PÓS-ESCRITO (09/07/2019):  No livro Alex e eu: como a relação de amor entre uma cientista e um papagaio revelou os segredos da inteligência animal, a pesquisadora norte-americana Irene Pepperberg narra a sua longa relação com o famoso papagaio-cinzento Alex, falecido em 2007 aos 31 anos de idade. Na conclusão do livro a autora apresenta uma série de descobertas sobre a inteligência de aves que ela e seu grupo fizeram a partir dos inúmeros experimentos realizados com o falante Alex e tece também algumas considerações sobre a consciência dos animais não-humanos. Afirma Pepperberg: "O que essas e outras coisas que Alex fez me ensinaram? Ensinaram que ele tinha um grau de consciência que nem mesmo os behavioristas radicais poderiam negar. Será que eu posso provar isso tal como provei que Alex era capaz de marcar objetos e aprender conceitos? Não, não posso.

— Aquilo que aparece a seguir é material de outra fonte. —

PR #3163, opened 2023-09-18
diglib: Calculate the total size of topo file to get the correct off_t_size

HuidaeCho:
`off_t` sizes for coor and topo files can be different. For example, from an EPSG:4326 location,
```bash
> v.mkgrid map=grids_00625deg position=coor coor=-180,-90 box=0.0625,0.0625 grid=2880,5760
> d.mon wx0
> d.vect grids_00625deg
ERROR: Unable to seek: Invalid argument

> ls -al .../vector/grids_00625deg
-rw-r--r-- 1 hcho users 1708966098 Sep 17 22:35 coor
-rw-r--r-- 1 hcho users         95 Sep 17 22:33 dbln
-rw-r--r-- 1 hcho users        173 Sep 17 22:33 head
-rw-r--r-- 1 hcho users        260 Sep 17 22:33 hist
-rw-r--r-- 1 hcho users 6706995200 Sep 17 22:45 sidx
-rw-r--r-- 1 hcho users 2173694570 Sep 17 22:45 topo
```
`coor_size` is less than `PORT_LONG_MAX` (2^31 - 1 = 2147483647; max `int`), but the topo size is greater than that. Setting `ptr->off_t_size = 4` in https://github.com/OSGeo/grass/blob/fd59e94985870d8558e236cf8015a99b8d83e5ff/lib/vector/diglib/plus_struct.c#L677-L682 causes an integer overflow and `ptr->Isle_offset` is read as -2121341854 in https://github.com/OSGeo/grass/blob/fd59e94985870d8558e236cf8015a99b8d83e5ff/lib/vector/diglib/plus_struct.c#L641

This PR calculates the total size of topo file to get the correct `off_t_size`. Before this PR, the size of coor file was used to determine this offset size for topo file.


lib/vector/diglib/plus_struct.c
```diff
@@ -673,13 +673,68 @@ int dig_Wr_Plus_head(struct gvfile *fp, struct Plus_head *ptr)
     if (0 >= dig__fwrite_port_C((char *)buf, 5, fp))
         return (-1);
 
-    /* determine required offset size from coor file size */
-    if (ptr->coor_size > (off_t)PORT_LONG_MAX) {
-        /* can only happen when sizeof(off_t) == 8 */
-        ptr->off_t_size = 8;
```
metzm, line 679: Please don't remove this test. `ptr->off_t_size` must still be set to 8 if the coor file is larger than `PORT_LONG_MAX`, no matter how large the topo file would become.

Suggestion: First check the coor file size, if `ptr->off_t_size` is not set to 8, use your new check if the topo file would become larger than `PORT_LONG_MAX`.

HuidaeCho: Yep! I missed that. Obviously, `ptr->off_t_size` is shared between coor and topo files as of now.
https://github.com/OSGeo/grass/blob/6ffd18f8083c888fddfdae86ceb771e0e33cbb25/lib/vector/diglib/plus_struct.c#L762

I cannot see anywhere else `ptr->off_t_size` is used for coor files other than the above line and the reading part where its size is written and read. If we use a different-size variable for the coor size in these two lines, theoretically, we can only save 4 bytes only if coor file is less than `PORT_LONG_MAX`, but topo file is greater than that.

wenzeslaus:
> ...ptr->off_t_size is shared between coor and topo files as of now...

Can you please add documentation for these things? Preferably also something in the Doxygen API-level doc.

HuidaeCho:
Oh! I messed it up... Closing it for now.

HuidaeCho:
> > ...ptr->off_t_size is shared between coor and topo files as of now...
> 
> Can you please add documentation for these things? Preferably also something in the Doxygen API-level doc.

Added it in #3351

PR #3714, opened 2024-05-16
wxGUI/history: update cross to green check after updating to current region

lindakladivova:
Fixes https://github.com/OSGeo/grass/issues/3713.
(besides that it also fixes the problem from here https://github.com/OSGeo/grass/pull/3712 and makes some mini code improvements).


petrasovaa (approved):
Seems to work, thank you!

PR #3718, opened 2024-05-18
CI: Print Python version first

wenzeslaus:
* Print first version of Python.
* Print also Git version which we use during build (when available and it is available in the CI).
* Print GRASS versions last because they actually need the build to be successful and this purposefully runs even for failures.


echoix (approved):
Even if these info exists in the CI logs already way up before, it's not a bad thing to bump it up earlier in that script. It's our tool, and what's the point of having this smoke test if we can't understand what is failing?

So, it's not a big deal here

PR #3727, opened 2024-05-21
d.redraw: Rewritten in C

HuidaeCho:
This PR rewrites the `d.redraw` Python script in C.

This PR replaces #3484. For details, see there.


neteler (approved):
I have tried  #3727 and #3500 together. The updated monitor seems to behave as expected (the test case above runs as expected for me).

PR #3752, opened 2024-05-30
DataCatalog: different message for moving and copying

### LINKED ISSUE #1095: [Bug] OnPasteMap in Data Catalog has likely wrong message
**Describe the bug**

The code in tree.py says:

```
                    if self.copy_mode:
                        self.showNotification.emit(message=_("g.copy completed"))
                    else:
                        self.showNotification.emit(message=_("g.copy completed"))
```

which is clearly wrong.

**Expected behavior**

Different messages for different cases.

**Additional context**

Identified when reviewing #994.

ninsbl:
Minor fix changing the messages for copying and moving, when pasting DataCatalog elements.

Fix #1095

### DIFF
--- a/gui/wxpython/datacatalog/tree.py
+++ b/gui/wxpython/datacatalog/tree.py
@@ -1339,9 +1339,7 @@ class DataCatalogTree(TreeView):
                 if pasted == 0:
                     Debug.msg(1, "COPIED TO: " + new_name)
                     if self.copy_mode:
-                        self.showNotification.emit(message=_("g.copy completed"))
-                    else:
-                        self.showNotification.emit(message=_("g.copy completed"))
+                        self.showNotification.emit(message=_("Copying completed"))
                     self._giface.grassdbChanged.emit(
                         grassdb=self.selected_grassdb[0].data["name"],
                         location=self.selected_location[0].data["name"],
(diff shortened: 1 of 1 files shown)


gui/wxpython/datacatalog/tree.py
```diff
@@ -1355,6 +1353,7 @@ def OnPasteMap(self, event):
                         self._removeMapAfterCopy(
                             self.copy_layer[i], self.copy_mapset[i], env2
                         )
+                        self.showNotification.emit(message=_("Moving completed"))
```
lindakarlovska, line 1356: Messages make sense, maybe just a small code suggestion - I would put    `else: self.showNotification.emit(message=_("Copying completed"))` below this and remove rows 1341-1344? 
We could also make the condition positive (instead of if not self.copy_mode:, use if self.copy_mode?)

wenzeslaus: +1 for some more shuffling here. `if self.copy_mode:` followed by `if not self.copy_mode:` is hard to understand.

ninsbl: You mean like in 
f2c7eff 
?

lindakarlovska (approved):

gui/wxpython/datacatalog/tree.py
lindakarlovska: Great :-)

Embora a linguagem já não seja amplamente tida como requisito para o pensamento (...) é necessária para provar que outro indivíduo é consciente. A linguagem nos permite explorar o funcionamento da mente de outro indivíduo como nenhum outro instrumento permite. Se eu tivesse perguntado a Alex 'Por que você mastigou o projeto de financiamento quando estávamos na Purdue?" ou "O que estava pensando quando mastigou os slides que deixei sobre minha mesa lá na Northwestern?", e ele tivesse respondido "Ora, eu só estava me divertindo" ou "Eu sabia que você ficaria irritadíssima com aquilo", então eu teria vislumbrado a consciência dele. Mas Alex não usava a linguagem da maneira como eu e você usamos. Sendo assim, não posso provar que ele tinha um grau de consciência. Mas a forma como se comportava era certamente sugestiva". E ela conclui, de forma brilhante: "Alex me ensinou a acreditar que seu pequeno cérebro de pássaro era de alguma maneira consciente, ou seja, capaz de intencionalidade. Extrapolando, posso dizer que Alex me ensinou que o mundo em que vivemos é povoado de criaturas pensantes e conscientes. Não humanamente pensantes. Não humanamente conscientes. Mas nem por isso são autônomos sem mente que vagam como zumbis".
Comentários
2 Comentários

2 comentários:

Gilberto disse...

Oi, vc escreveu, "No entanto, as reações do cachorro-robô foram totalmente programadas por seus criadores, não restando qualquer espaço para a subjetividade".

Só comentando, um programa pode ter subjetiidades sim. Nem tudo em AI é pré-progamado, pois há sistemas que aprendem sozinhos, evoluem sozinhos para situações que os programadores não tinham a menor idéia de que isso iria acontecer.

Mas é legal a sua preocupação com o bem estar dos animais.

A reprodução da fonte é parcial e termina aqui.